### Task directions
Among the entries below, take the line with "porter show aad1d169-e124-43ed-859a-07b0cdbb84a2" and the line with "- Upgrade all", and output them and every line between them exactly, with nothing else.

____________________

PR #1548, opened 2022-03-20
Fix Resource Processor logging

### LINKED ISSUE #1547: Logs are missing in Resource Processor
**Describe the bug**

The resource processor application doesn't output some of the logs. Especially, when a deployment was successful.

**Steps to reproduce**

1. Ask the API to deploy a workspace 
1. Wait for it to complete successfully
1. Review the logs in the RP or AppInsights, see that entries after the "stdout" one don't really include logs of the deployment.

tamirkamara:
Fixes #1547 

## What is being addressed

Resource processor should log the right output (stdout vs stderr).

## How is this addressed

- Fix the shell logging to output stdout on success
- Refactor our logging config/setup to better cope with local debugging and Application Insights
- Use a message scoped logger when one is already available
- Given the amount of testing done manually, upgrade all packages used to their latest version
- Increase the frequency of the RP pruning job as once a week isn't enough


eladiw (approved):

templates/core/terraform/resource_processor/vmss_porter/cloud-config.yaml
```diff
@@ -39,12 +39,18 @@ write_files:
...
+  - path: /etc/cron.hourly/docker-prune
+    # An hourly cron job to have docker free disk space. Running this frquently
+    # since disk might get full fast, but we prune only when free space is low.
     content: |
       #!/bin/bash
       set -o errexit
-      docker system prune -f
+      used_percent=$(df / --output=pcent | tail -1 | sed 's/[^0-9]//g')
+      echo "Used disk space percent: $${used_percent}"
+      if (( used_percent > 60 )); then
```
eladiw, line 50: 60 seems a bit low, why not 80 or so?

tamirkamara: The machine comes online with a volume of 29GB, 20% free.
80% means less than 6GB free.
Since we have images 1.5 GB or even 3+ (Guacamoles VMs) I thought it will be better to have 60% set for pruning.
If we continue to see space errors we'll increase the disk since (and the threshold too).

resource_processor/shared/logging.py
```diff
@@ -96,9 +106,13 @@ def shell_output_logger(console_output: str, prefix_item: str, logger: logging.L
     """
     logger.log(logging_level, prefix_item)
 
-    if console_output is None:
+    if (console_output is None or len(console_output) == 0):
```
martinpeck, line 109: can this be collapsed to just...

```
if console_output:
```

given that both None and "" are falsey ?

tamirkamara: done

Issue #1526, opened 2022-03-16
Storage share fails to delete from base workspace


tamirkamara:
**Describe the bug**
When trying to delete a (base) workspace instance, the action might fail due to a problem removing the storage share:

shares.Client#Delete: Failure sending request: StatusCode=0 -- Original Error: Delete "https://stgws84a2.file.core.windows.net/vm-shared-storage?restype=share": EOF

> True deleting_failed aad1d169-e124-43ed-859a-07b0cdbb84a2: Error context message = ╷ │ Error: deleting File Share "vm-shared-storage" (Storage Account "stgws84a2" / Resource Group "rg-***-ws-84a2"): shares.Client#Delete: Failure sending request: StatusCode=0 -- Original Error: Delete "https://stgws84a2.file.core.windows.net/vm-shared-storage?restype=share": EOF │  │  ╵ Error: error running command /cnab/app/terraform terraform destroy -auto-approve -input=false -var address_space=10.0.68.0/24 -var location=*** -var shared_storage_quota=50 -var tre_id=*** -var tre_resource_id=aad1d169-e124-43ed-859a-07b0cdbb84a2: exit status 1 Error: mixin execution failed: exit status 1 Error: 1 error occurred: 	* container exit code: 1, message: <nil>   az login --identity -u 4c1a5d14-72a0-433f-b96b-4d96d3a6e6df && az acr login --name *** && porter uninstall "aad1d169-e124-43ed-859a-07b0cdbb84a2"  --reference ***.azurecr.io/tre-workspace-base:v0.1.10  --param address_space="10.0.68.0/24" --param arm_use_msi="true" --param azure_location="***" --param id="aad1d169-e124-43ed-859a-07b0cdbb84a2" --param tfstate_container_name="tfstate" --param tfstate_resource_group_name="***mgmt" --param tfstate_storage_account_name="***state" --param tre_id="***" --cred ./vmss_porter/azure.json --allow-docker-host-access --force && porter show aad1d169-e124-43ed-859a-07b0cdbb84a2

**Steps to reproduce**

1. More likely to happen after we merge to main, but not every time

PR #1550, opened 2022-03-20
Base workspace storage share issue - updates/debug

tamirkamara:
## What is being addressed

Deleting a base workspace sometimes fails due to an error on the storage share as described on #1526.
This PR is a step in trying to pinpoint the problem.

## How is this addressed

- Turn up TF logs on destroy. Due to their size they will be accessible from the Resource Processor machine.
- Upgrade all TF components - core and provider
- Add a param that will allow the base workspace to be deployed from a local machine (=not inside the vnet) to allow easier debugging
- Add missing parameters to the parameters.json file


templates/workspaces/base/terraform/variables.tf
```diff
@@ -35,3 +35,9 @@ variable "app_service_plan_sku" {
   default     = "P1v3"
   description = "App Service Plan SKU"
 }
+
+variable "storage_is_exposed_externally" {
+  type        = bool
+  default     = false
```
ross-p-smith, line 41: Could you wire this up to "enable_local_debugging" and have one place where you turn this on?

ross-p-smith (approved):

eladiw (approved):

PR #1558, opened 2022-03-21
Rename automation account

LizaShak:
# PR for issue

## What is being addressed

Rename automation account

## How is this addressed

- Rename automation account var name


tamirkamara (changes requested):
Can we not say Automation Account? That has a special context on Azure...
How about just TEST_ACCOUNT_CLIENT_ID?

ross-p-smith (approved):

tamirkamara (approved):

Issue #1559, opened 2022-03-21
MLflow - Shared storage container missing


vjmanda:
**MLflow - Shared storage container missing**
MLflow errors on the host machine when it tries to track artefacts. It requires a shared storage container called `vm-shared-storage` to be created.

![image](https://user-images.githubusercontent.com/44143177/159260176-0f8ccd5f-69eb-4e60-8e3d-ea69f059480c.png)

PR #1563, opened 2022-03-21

____________________

### Exercise answer
> True deleting_failed aad1d169-e124-43ed-859a-07b0cdbb84a2: Error context message = ╷ │ Error: deleting File Share "vm-shared-storage" (Storage Account "stgws84a2" / Resource Group "rg-***-ws-84a2"): shares.Client#Delete: Failure sending request: StatusCode=0 -- Original Error: Delete "https://stgws84a2.file.core.windows.net/vm-shared-storage?restype=share": EOF │  │  ╵ Error: error running command /cnab/app/terraform terraform destroy -auto-approve -input=false -var address_space=10.0.68.0/24 -var location=*** -var shared_storage_quota=50 -var tre_id=*** -var tre_resource_id=aad1d169-e124-43ed-859a-07b0cdbb84a2: exit status 1 Error: mixin execution failed: exit status 1 Error: 1 error occurred: 	* container exit code: 1, message: <nil>   az login --identity -u 4c1a5d14-72a0-433f-b96b-4d96d3a6e6df && az acr login --name *** && porter uninstall "aad1d169-e124-43ed-859a-07b0cdbb84a2"  --reference ***.azurecr.io/tre-workspace-base:v0.1.10  --param address_space="10.0.68.0/24" --param arm_use_msi="true" --param azure_location="***" --param id="aad1d169-e124-43ed-859a-07b0cdbb84a2" --param tfstate_container_name="tfstate" --param tfstate_resource_group_name="***mgmt" --param tfstate_storage_account_name="***state" --param tre_id="***" --cred ./vmss_porter/azure.json --allow-docker-host-access --force && porter show aad1d169-e124-43ed-859a-07b0cdbb84a2

**Steps to reproduce**

1. More likely to happen after we merge to main, but not every time

PR #1550, opened 2022-03-20
Base workspace storage share issue - updates/debug

tamirkamara:
## What is being addressed

Deleting a base workspace sometimes fails due to an error on the storage share as described on #1526.
This PR is a step in trying to pinpoint the problem.

## How is this addressed

- Turn up TF logs on destroy. Due to their size they will be accessible from the Resource Processor machine.
- Upgrade all TF components - core and provider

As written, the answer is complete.